Temporary doors

Every city has a metabolism, its own growth and decay, as I wrote earlier this week. But the human body is only a metaphor for it. A city metabolizes humans: adding or eliminating them from its mass. And like a body taking too much nutrition, which stores it in fat cells, a city has its own fat cells, new or refurbished buildings. It extends its circulatory system of roads to accommodate them. And all that building and rebuilding takes place behind these metal sheets, so easy to erect or dismantle.

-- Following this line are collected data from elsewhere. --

PR #546, opened 2024-02-02
Updating default parsing in AvscParser

li-ukumar:
### What
try to get default values from field definitions after schemas in the same file are resolved.

### Why
For a complex schema, with cyclic references, it is possible for field type to be unresolved even though it is fully defined inside the file. So, before checking if we can parse default, wait for all schemas in the file to be resolved.

### Test
Added Unit test.

### DIFF
--- a/parser/src/main/java/com/linkedin/avroutil1/parser/avsc/AvscFileParseContext.java
+++ b/parser/src/main/java/com/linkedin/avroutil1/parser/avsc/AvscFileParseContext.java
@@ -199,9 +199,8 @@ public class AvscFileParseContext {
                 // If schema is not fully defined, add it to the list of fields with unparsed defaults
                 if (!fieldSchema.isFullyDefined()) {
                     fieldsWithUnparsedDefaults.add(field);
-                    continue;
 
-                // schema is defined and default value is unparsed.
+                    // schema is defined and default value is unparsed.
                 } else if (field.getDefaultValue() instanceof AvscUnparsedLiteral) {
                     AvscParseUtil.lateParseFieldDefault(field, this);
                 }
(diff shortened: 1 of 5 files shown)


xiaoyu-yang-gh (commented):
Can you add unit tests?

parser/src/main/java/com/linkedin/avroutil1/parser/avsc/AvscFileParseContext.java
```diff
@@ -178,6 +178,39 @@ public void resolveReferences() {
...
+                    }
+                }
+                //fully defined if we're here
+                if (!hasDefault) {
+                    continue;
+                }
+                if (field.getDefaultValue() instanceof AvscUnparsedLiteral) {
+                    AvscParseUtil.lateParseFieldDefault(field, this);
+                }
+            }
```
xiaoyu-yang-gh, line 212: I think we can refactor these code to remove these two **continue** to make the logic more clear. 

The logic is like:
for (AvroSchemaField field : fields) {
   SchemaOrRef fieldSchema = field.getSchemaOrRef();
   boolean hasDefault = field.hasDefaultValue();
   boolean wasDefinedBefore = fieldSchema.isFullyDefined();  
   if (!wasDefinedBefore) {
       if (hasDefault) {
           fieldsWithUnparsedDefaults.add(field);
       }
   } else {
       if (!hasDefault) {
                if (field.getDefaultValue() instanceof AvscUnparsedLiteral) {
                    AvscParseUtil.lateParseFieldDefault(field, this);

Every wall must have a door. These temporary walls of convenience are not different. They have doors, as flimsy and temporary as the walls themselves. I am always attracted to these signs of a city changing, and like the man in the featured photo, curious about what goes on behind them. Most often it is either a hole in the earth or a lot of dust and noise. Pity the people who live next door.

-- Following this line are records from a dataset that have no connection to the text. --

PR #548, opened 2024-02-14
fix StreamUtil to execute the map function for each batch in the thread pool

xiaoyu-yang-gh:
methods like **filter** and **map** on stream are lazy. They just create a new stream. Traversal of the pipeline source does not begin until the terminal operation of the pipeline is executed.

The **StreamUtil** wants the **map** method executed for each batch in the thread pool Asynchronously, so we should make the stream pipeline executed in the thread-pool for the reason mentioned above.

Here the collect is the terminal operation that triggers the stream execution.


karthikrg:
LGTM. This is a subtle behavior with flatMap that changed in Java 10. 
https://blog.jooq.org/are-java-8-streams-truly-lazy-not-completely/

karthikrg (approved):

mchen07 (approved):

But sometimes there is nothing behind them. The wall is a sham, just a billboard dressed up in the fake finery of true industry. Imagine my surprise when I saw the first of them. Even in this completely artificial ecosystem there are easily disposed of species which survive by mimicking more robust ones: a clear case of Batesian mimicry. Sometimes though, the mimicry fails and you see the door open to show that there’s no space for activity behind it.

These boards which blocked off half of Mumbai’s most iconic road, the Marine Drive, were not like that. They were true to their function, showing that the road, once the setting for many Bollywood movie songs and scenes, was now going to become a shadow of what it once was. But that’s what a city is, you must be mad if you fall in love with its circulatory system.

This photo shows what flows in the veins of a city. Not a pretty sight at all. But a city has no face, and you must see in it what you might begin to love just because it is familiar. Some talk of the spirit of a city. But it takes someone more etherial than me to love a spirit. Give me the concrete any day, even if interspersed with metal.